THE INPUT ▸
PR #10381, opened 2026-07-03
[4.x] Add original filename option to temporary upload URLs

joshhanley:
# The Scenario

When rendering a temporary upload preview link, Livewire's generated `temporaryUrl()` points at the `livewire.preview-file` endpoint. If that preview link is downloaded, the response currently suggests Livewire's temporary filename instead of the user's original upload name.

See screencapture in the solution below for the before and after.

```blade
<div>

    @if ($photo)
        <a href="{{ $photo->temporaryUrl() }}" target="_blank">
            Preview
        </a>
    @endif
</div>
```

# The Problem

`TemporaryUploadedFile::temporaryUrl()` currently generates a signed local preview URL with only the temporary filename.

`FilePreviewController` passes that filename to `Utils::pretendPreviewResponseIsPreviewFile()`, and `Utils` uses it as both the storage lookup name and the public download name for `Storage::download()`.

This means the local preview endpoint's `Content-Disposition` filename is tied to Livewire's internal temporary filename.

# The Solution

This is a follow up of PR #10354, which changed it, but that was a breaking change, so this is an alternative solution.

The solution is adding an opt-in `useOriginalFilename` parameter to `TemporaryUploadedFile::temporaryUrl()`.

```blade
<img src="{{ $photo->temporaryUrl(useOriginalFilename: true) }}">
```

When `useOriginalFilename` is false or not present, Livewire keeps the existing response filename behaviour. When true, Livewire includes a signed `useOriginalFilename` flag in the preview URL.

The preview controller verifies the signed URL before deriving the original upload name from `TemporaryUploadedFile`.

It then sets the `Content-Disposition` filename to the original upload name so the downloaded file has the expected name.

CleanShot 2026-07-03 at 10 44 21

Refs #10354

### DIFF
--- a/src/Drawer/Utils.php
+++ b/src/Drawer/Utils.php
@@ -65,7 +65,7 @@ class Utils extends BaseUtils
             fn ($headers) => response($content, 200, $headers));
     }
 
-    static function pretendPreviewResponseIsPreviewFile($filename)
+    static function pretendPreviewResponseIsPreviewFile($filename, $downloadName = null)
     {
         $file = FileUploadConfiguration::path($filename);
         $storage = FileUploadConfiguration::storage();
@@ -73,7 +73,7 @@ class Utils extends BaseUtils
         $lastModified = FileUploadConfiguration::lastModified($file);
 
         return self::cachedFileResponse($filename, $mimeType, $lastModified,
-            fn ($headers) => $storage->download($file, $filename, $headers));
+            fn ($headers) => $storage->download($file, $downloadName ?? $filename, $headers));
     }
 
     static private function cachedFileResponse($filename, $contentType, $lastModified, $downloadCallback)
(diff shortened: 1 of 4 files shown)


calebporzio (approved):
Verified locally: both new tests pass and the full SupportFileUploads unit file passes (59 tests). Negative control against main: the backward-compat test (temporary filename in Content-Disposition) still passes, confirming zero behavior change for existing users, and the opt-in test errors with unknown named parameter as expected. Also confirmed the useOriginalFilename flag is baked into the signed URL, so it can't be toggled onto an existing URL client-side.

calebporzio:
Thanks for working through this and for taking care to preserve backwards compatibility.

I did a broader demand pass before merging this. The two original PRs (#10352 and #10354) represent one affected user targeting two branches, and I could not find any independent reports, reactions, or matching discussions asking for this behavior.

Given that `temporaryUrl()` is a preview API, adding permanent download-filename configuration for this single workflow does not feel justified yet. Applications that need a downloadable temporary upload can provide an explicit download action or route and use `getClientOriginalName()` as the response filename.

I explored the compatible implementation further in #10615, but came away feeling that even the small opt-in adds more framework surface than the current demand warrants. I am going to close this for now. We can revisit a dedicated temporary-download API if more independent demand emerges.

Thanks again for the thoughtful implementation.

PR #10382, opened 2026-07-03

ghabriel25:
Another approach from https://github.com/livewire/livewire/pull/10374

This PR introduces a new `#[Middleware]` attribute like Laravel [middleware attribute](https://laravel.com/docs/13.x/controllers#middleware-attributes) allowing users to apply middleware directly to individual component actions/methods only.

**Important Note**
- Only for component actions/methods
- Only support string as an argument (either full class name or middleware alias)
- `Closure` as argument **not supported** yet

# Feature flow

Applying middleware from attribute to the route and append it as persistent middleware.

Inside `SupportActionMiddleware::gatherActionMiddleware($request)`, all component methods that using `#[Middleware]` attribute resolved using reflection including the one that also use `#[On]` attribute so method name can be resolved if its an event listener.

# Examples

### Basic usage

```php
#[Middleware('auth')]
#[Middleware(EnsureUserIsSubscribed::class)
public function showContent()
{
    //
}

#[Middleware('guest')]
{
    //
}
```

### Trigger middleware with an event

```php
#[On('mark-as-read')]
#[Middleware('auth')]
public function markAsRead()
{
    //
}
```

### DIFF
--- a/src/Attributes/Middleware.php
+++ b/src/Attributes/Middleware.php
@@ -1,0 +1,12 @@
+<?php
+
+namespace Livewire\Attributes;
+
+use Attribute;
+use Livewire\Features\SupportActionMiddleware\BaseMiddleware;
+
+#[Attribute(Attribute::IS_REPEATABLE | Attribute::TARGET_METHOD)]
+class Middleware extends BaseMiddleware
+{
+    //
+}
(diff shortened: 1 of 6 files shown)


ghabriel25:
@joshhanley @calebporzio  What do you think about this approach? is it okay rather than this PR https://github.com/livewire/livewire/pull/10374

I'll start working on the test if both of you approved this approach, thanks!

ghabriel25:
Turns out this one is risky therefore I'm gonna close this one and re-open the original PR (https://github.com/livewire/livewire/pull/10374)

I apologize for opening multiple pull requests. I realize that may have created extra review overhead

TRY IT ▸ Each line of the material with the word "BaseUtils" in it should be listed.

COMPLETED TASK ▸
@@ -65,7 +65,7 @@ class Utils extends BaseUtils
@@ -73,7 +73,7 @@ class Utils extends BaseUtils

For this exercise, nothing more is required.